Community Spotlight: Recipes for Wellbeing draft
Location: Geneva, Switzerland
Can you share the intention behind creating Recipes for Wellbeing and what communities the Recipes for Wellbeing serve?
Recipes for Wellbeing first emerged in 2016 as a spontaneous collaboration between changemakers interested in exploring practices to cultivate their wellbeing. Two years later, three of these changemakers – Alessia Cervone, Greta Rossi, and Tariq Al-Olaimy – decided to set up a not-for-profit association with the intention of shifting the culture of changemaking from one that leads to burnout to one that includes a focus on wholebeing and enables changemakers and their teams to thrive and to create positive change in the world. The communities we serve are changemaker communities.
Changemakers are driven by an intrinsic motivation to improve the lives of others and to be stewards of our planet. They choose purpose over pay-checks – The Possibilists 2021 Report.
Changemakers are those acting for a purpose that serves other people and the planet. They often sacrifice their wellbeing to change the world. We believe that their changemaking work should no longer come at the expense of their wellbeing. If you wonder whether this is an issue at all, we invite you to check out the results of The Possibilists in-depth study on changemakers, which highlight that “59% of young changemakers have experienced some degree of burnout since they started work on their initiatives” (The Possibilists 2021 Report, P17). What’s more, “66% of young changemakers cannot compensate themselves at all or can only pay themselves a small token amount” (P13), “59% say they are juggling various responsibilities and are stretched too thin” (P12).
Recipes for Wellbeing focuses on four categories: Mind, Body, Heart, and Soul – can you share the intention behind focusing on these aspects and their role in deepening our understanding of wellbeing?

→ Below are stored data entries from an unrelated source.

PR #1689, opened 2019-08-04
Mesh wireframe filter

asnt:
Tentative PR for a filter showing the mesh wireframe.
Using the fragment shader technique from [[1], [2]].
Works on top of #1463.
~~Some refinements might still be needed to blend correctly the wireframe with the mesh color or with unfilled faces.~~ Addressed in #2025.

[1]: http://codeflow.org/entries/2012/aug/02/easy-wireframe-display-with-barycentric-coordinates/
[2]: https://stackoverflow.com/a/33004265

Pros:
- control of the line width
- anti-aliased

Cons:
- additional buffer of vertex attributes with barycentric coordinates
- no independent color per edge (always shared with neighbors to some extent)
- does not work with indexed arrays

To do:
- [x] implement base filter
- [x] add example 
- [x] (addressed in #2025) check correct blending with filled mesh faces
- [x] (addressed in #2025) check correct display of unfilled faces

Some variations on this technique for future reference:
- [[3], [4]] ~~works with index buffers~~ (requires non-indexed arrays as well)
- [5] via a geometry shader

[3]: http://www2.imm.dtu.dk/pubdb/edoc/imm4884.pdf
[4]: http://www.imm.dtu.dk/~janba/Wireframe/
[5]: https://developer.download.nvidia.com/whitepapers/2007/SDK10/SolidWireframe.pdf

Demos:
1. wireframe off
image
2. width = 1.5
image
3. width = 3.5
image


vispy/visuals/filters/mesh.py
```diff
@@ -0,0 +1,323 @@
...
+
+    def _detach(self, visual):
+        visual._get_hook('vert', 'post').remove(self.vertex_program)
+        visual._get_hook('frag', 'post').remove(self.fragment_program)
+
+
+wireframe_vertex_template = """
+varying vec3 v_bc;
+
+void preprare_wireframe() {
```
djhoese: Typo here `prepare`, is this ever used?

asnt: If `prepare_wireframe()` is named `main()` instead, it produces a linking error:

We know there are both internal and external conditions influencing our wellbeing. For instance, The Possibilists study in 2021 revealed how young changemakers “do not perceive their broader (national) contexts as being particularly supportive of their work and efforts to grow their initiatives” (P19). In particular, systemic inequalities (64%), the state of the economy in their home country (62%), and the financial opportunities in their country (61%) were the issues most cited as negatively affecting their work (P19).
At Recipes for Wellbeing, we focus mainly on the internal conditions to transform them into leverage points to change external conditions. We have identified the following four internal wholebeing dimensions: Mind, Body, Soul & Heart.
- Mind: Wholebeing for the mind concerns the well-functioning of our minds so that we can cope with stressful situations and work fruitfully, whilst also realising our creative potential to make a contribution to the world. It is not about an absence of mental disorder or ill-health, but about acknowledging and accepting all thoughts.
- Body: Wholebeing for the body is about cultivating a kind relationship with our body and supporting its well-functioning by developing healthy eating habits, engaging in regular physical activity, and avoiding preventable diseases. It is not about an absence of physical disorder or illness, but about embracing and appreciating our body as it is.
- Heart: Wholebeing for the heart is about fostering compassionate, balanced, and supportive relationships with ourselves, other people, and the world to cope with the emotional burden of our changemaking work. It is not about an absence of difficult feelings or emotions, but about experiencing and integrating the full range of human emotions.
- Soul: Wholebeing for the soul is about discovering and nurturing a strong connection with our unique and deepest identity, as well as with the larger consciousness that animates the cosmos and everything in it. For some, wholebeing for the soul is deeply connected with religious affiliation, whereas for others it is about surrendering to the flow of the universe.
However, we do not stop there.
In fact, in the past couple of years, we started to look at the intersection between wellbeing and specific systems and topics, ranging from community wellbeing to digital wellbeing and gender & wellbeing.
Finally, it is important to stress that we do not focus on individual wellbeing alone (like many other wellbeing initiatives do), but we look at the intersection of three interconnected and interdependent ecologies:
- Individual: Wholebeing comes from a deepening centre, a clarity about who we are, what we need, and what is required for us to survive and thrive in our environment. As individuals we only exist in community, and we are also Nature.
- Community: Wholebeing comes from expanding our circle of compassion to accept and embrace that we are not isolated from others and that when our community thrives, we can thrive too. Our human communities only exist in community with the more than human world.
- Nature: Wholebeing comes from re-discovering and re-kindling a more harmonious relationship with the human world, and a reconnection back to the Earth community of which human communities are an intrinsic part of.
Can you share more about your recently launched recipes?
Among the new recipes, you can find a variety of wellbeing practices, from activities related to burnout such as “4 tips to avoid WFH burnout” to tips for financial wellbeing with “Healthy money habits”; from ways to support LGBTQIA2S+ folks with “LGBTQIA2S+ allies in the workplace” to tips for the perfectionists amongst us with “Coping with unhealthy perfectionism”; and from creative activities to process emotions such as “Catharsis through clay” to practices to be more mindful parents such as “The parenting plate”. Not to mention our newest category, already featuring seven activities for community wellbeing.